→ **Task**: Once you have read the records below, print them again exactly as they stand.

→ **Provided data**:
PR #5584, opened 2025-07-29
chore: Refactor CmdSerializer

mkaruza:
RestoreStreamer is creating each time when WriteEntry is called CmdSerializer object and if we are calling SerializeRestore we would also create RdbSeralizer object which is expensive. Now CmdSerializer and RbdSerializer are create once and can be used with normal RestorStreamer tasks.

### DIFF
--- a/src/server/journal/cmd_serializer.cc
+++ b/src/server/journal/cmd_serializer.cc
@@ -68,7 +68,7 @@ class CommandAggregator {
 
 CmdSerializer::CmdSerializer(FlushSerialized cb, size_t max_serialization_buffer_size)
     : cb_(std::move(cb)), max_serialization_buffer_size_(max_serialization_buffer_size) {
-  serializer_ = std::make_unique<RdbSerializer>(CompressionMode::NONE);
+  serializer_ = std::make_unique<RdbSerializer>(GetDefaultCompressionMode());
 }
 
 size_t CmdSerializer::SerializeEntry(string_view key, const PrimeValue& pk, const PrimeValue& pv,
--- a/src/server/journal/cmd_serializer.h
+++ b/src/server/journal/cmd_serializer.h
@@ -9,10 +9,11 @@
 #include <string>
 #include <string_view>
 
-#include "server/rdb_save.h"
 #include "server/table.h"
 
 namespace dfly {
+
+class RdbSerializer;
 
 // CmdSerializer serializes DB entries (key+value) into command(s) in RESP format string.
 // Small entries are serialized as RESTORE commands, while bigger ones (see
--- a/src/server/journal/streamer.h
+++ b/src/server/journal/streamer.h
@@ -9,7 +9,6 @@
 #include "server/cluster/slot_set.h"
 #include "server/common.h"
 #include "server/db_slice.h"
-#include "server/journal/cmd_serializer.h"
 #include "server/journal/journal.h"
 #include "server/journal/pending_buf.h"
 #include "server/journal/serializer.h"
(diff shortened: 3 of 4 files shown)


src/server/journal/cmd_serializer.cc
```diff
@@ -213,7 +214,7 @@ void CmdSerializer::SerializeRestore(string_view key, const PrimeValue& pk, cons
   args.push_back(expire_str);
 
   io::StringSink value_dump_sink;
-  SerializerBase::DumpObject(pv, &value_dump_sink, true);
+  SerializerBase::DumpObject(serializer_.get(), pv, &value_dump_sink);
```
romange: please pass `ignore_crc=false` explicitly and in generally, I am really against using default arguments in such cases.

romange: ah, I see you changed the interface

src/server/rdb_save.cc
```diff
@@ -854,29 +854,35 @@ void AppendFooter(io::StringSink* dump_res, bool ignore_crc) {
 }
 }  // namespace
 
-void SerializerBase::DumpObject(const CompactObj& obj, io::StringSink* out, bool ignore_crc) {
+void SerializerBase::DumpObject(RdbSerializer* serializer, const CompactObj& obj,
+                                io::StringSink* out) {
   CompressionMode compression_mode = GetDefaultCompressionMode();
   if (compression_mode != CompressionMode::NONE) {
```
romange: why keeping lines 859-863 here and not move where serializer is created?

BorysTheDev:
please rebase

src/server/journal/cmd_serializer.h
```diff
@@ -9,6 +9,7 @@
 #include <string>
 #include <string_view>
 
+#include "server/rdb_save.h"
```
dranikpg: No need, this header is around as heavy as an airbus a380. We can just forward declare it

src/server/journal/streamer.h
```diff
@@ -9,6 +9,7 @@
 #include "server/cluster/slot_set.h"
 #include "server/common.h"
 #include "server/db_slice.h"
+#include "server/journal/cmd_serializer.h"
```
dranikpg: same here, to not pull headers in headers

BorysTheDev: maybe forward declaration is enough?

src/server/journal/cmd_serializer.cc
```diff
@@ -68,6 +68,7 @@ class CommandAggregator {
 
 CmdSerializer::CmdSerializer(FlushSerialized cb, size_t max_serialization_buffer_size)
     : cb_(std::move(cb)), max_serialization_buffer_size_(max_serialization_buffer_size) {
+  serializer_ = std::make_unique<RdbSerializer>(CompressionMode::NONE);
```
dranikpg: Not sure if we really want none, especially if we optimize further to collect batches

src/server/rdb_save.cc
```diff
@@ -854,27 +854,34 @@ void AppendFooter(io::StringSink* dump_res, bool ignore_crc) {
 }
 }  // namespace
 
-void SerializerBase::DumpObject(const CompactObj& obj, io::StringSink* out, bool ignore_crc) {
-  CompressionMode compression_mode = GetDefaultCompressionMode();
-  if (compression_mode != CompressionMode::NONE) {
-    compression_mode = CompressionMode::SINGLE_ENTRY;
+void SerializerBase::DumpObject(RdbSerializer* serializer, const CompactObj& obj,
+                                io::StringSink* out, bool ignore_crc) {
+  CompressionMode serializer_used_compression_mode = serializer->compression_mode_;
```
mkaruza, line 859: Not sure should we save compression_mode and restore it later after we leave this function?

romange: this function is static I think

→ **Task result**:
PR #5584, opened 2025-07-29
chore: Refactor CmdSerializer

mkaruza:
RestoreStreamer is creating each time when WriteEntry is called CmdSerializer object and if we are calling SerializeRestore we would also create RdbSeralizer object which is expensive. Now CmdSerializer and RbdSerializer are create once and can be used with normal RestorStreamer tasks.

### DIFF
--- a/src/server/journal/cmd_serializer.cc
+++ b/src/server/journal/cmd_serializer.cc
@@ -68,7 +68,7 @@ class CommandAggregator {
 
 CmdSerializer::CmdSerializer(FlushSerialized cb, size_t max_serialization_buffer_size)
     : cb_(std::move(cb)), max_serialization_buffer_size_(max_serialization_buffer_size) {
-  serializer_ = std::make_unique<RdbSerializer>(CompressionMode::NONE);
+  serializer_ = std::make_unique<RdbSerializer>(GetDefaultCompressionMode());
 }
 
 size_t CmdSerializer::SerializeEntry(string_view key, const PrimeValue& pk, const PrimeValue& pv,
--- a/src/server/journal/cmd_serializer.h
+++ b/src/server/journal/cmd_serializer.h
@@ -9,10 +9,11 @@
 #include <string>
 #include <string_view>
 
-#include "server/rdb_save.h"
 #include "server/table.h"
 
 namespace dfly {
+
+class RdbSerializer;
 
 // CmdSerializer serializes DB entries (key+value) into command(s) in RESP format string.
 // Small entries are serialized as RESTORE commands, while bigger ones (see
--- a/src/server/journal/streamer.h
+++ b/src/server/journal/streamer.h
@@ -9,7 +9,6 @@
 #include "server/cluster/slot_set.h"
 #include "server/common.h"
 #include "server/db_slice.h"
-#include "server/journal/cmd_serializer.h"
 #include "server/journal/journal.h"
 #include "server/journal/pending_buf.h"
 #include "server/journal/serializer.h"
(diff shortened: 3 of 4 files shown)


src/server/journal/cmd_serializer.cc
```diff
@@ -213,7 +214,7 @@ void CmdSerializer::SerializeRestore(string_view key, const PrimeValue& pk, cons
   args.push_back(expire_str);
 
   io::StringSink value_dump_sink;
-  SerializerBase::DumpObject(pv, &value_dump_sink, true);
+  SerializerBase::DumpObject(serializer_.get(), pv, &value_dump_sink);
```
romange: please pass `ignore_crc=false` explicitly and in generally, I am really against using default arguments in such cases.

romange: ah, I see you changed the interface

src/server/rdb_save.cc
```diff
@@ -854,29 +854,35 @@ void AppendFooter(io::StringSink* dump_res, bool ignore_crc) {
 }
 }  // namespace
 
-void SerializerBase::DumpObject(const CompactObj& obj, io::StringSink* out, bool ignore_crc) {
+void SerializerBase::DumpObject(RdbSerializer* serializer, const CompactObj& obj,
+                                io::StringSink* out) {
   CompressionMode compression_mode = GetDefaultCompressionMode();
   if (compression_mode != CompressionMode::NONE) {
```
romange: why keeping lines 859-863 here and not move where serializer is created?

BorysTheDev:
please rebase

src/server/journal/cmd_serializer.h
```diff
@@ -9,6 +9,7 @@
 #include <string>
 #include <string_view>
 
+#include "server/rdb_save.h"
```
dranikpg: No need, this header is around as heavy as an airbus a380. We can just forward declare it

src/server/journal/streamer.h
```diff
@@ -9,6 +9,7 @@
 #include "server/cluster/slot_set.h"
 #include "server/common.h"
 #include "server/db_slice.h"
+#include "server/journal/cmd_serializer.h"
```
dranikpg: same here, to not pull headers in headers

BorysTheDev: maybe forward declaration is enough?

src/server/journal/cmd_serializer.cc
```diff
@@ -68,6 +68,7 @@ class CommandAggregator {
 
 CmdSerializer::CmdSerializer(FlushSerialized cb, size_t max_serialization_buffer_size)
     : cb_(std::move(cb)), max_serialization_buffer_size_(max_serialization_buffer_size) {
+  serializer_ = std::make_unique<RdbSerializer>(CompressionMode::NONE);
```
dranikpg: Not sure if we really want none, especially if we optimize further to collect batches

src/server/rdb_save.cc
```diff
@@ -854,27 +854,34 @@ void AppendFooter(io::StringSink* dump_res, bool ignore_crc) {
 }
 }  // namespace
 
-void SerializerBase::DumpObject(const CompactObj& obj, io::StringSink* out, bool ignore_crc) {
-  CompressionMode compression_mode = GetDefaultCompressionMode();
-  if (compression_mode != CompressionMode::NONE) {
-    compression_mode = CompressionMode::SINGLE_ENTRY;
+void SerializerBase::DumpObject(RdbSerializer* serializer, const CompactObj& obj,
+                                io::StringSink* out, bool ignore_crc) {
+  CompressionMode serializer_used_compression_mode = serializer->compression_mode_;
```
mkaruza, line 859: Not sure should we save compression_mode and restore it later after we leave this function?

romange: this function is static I think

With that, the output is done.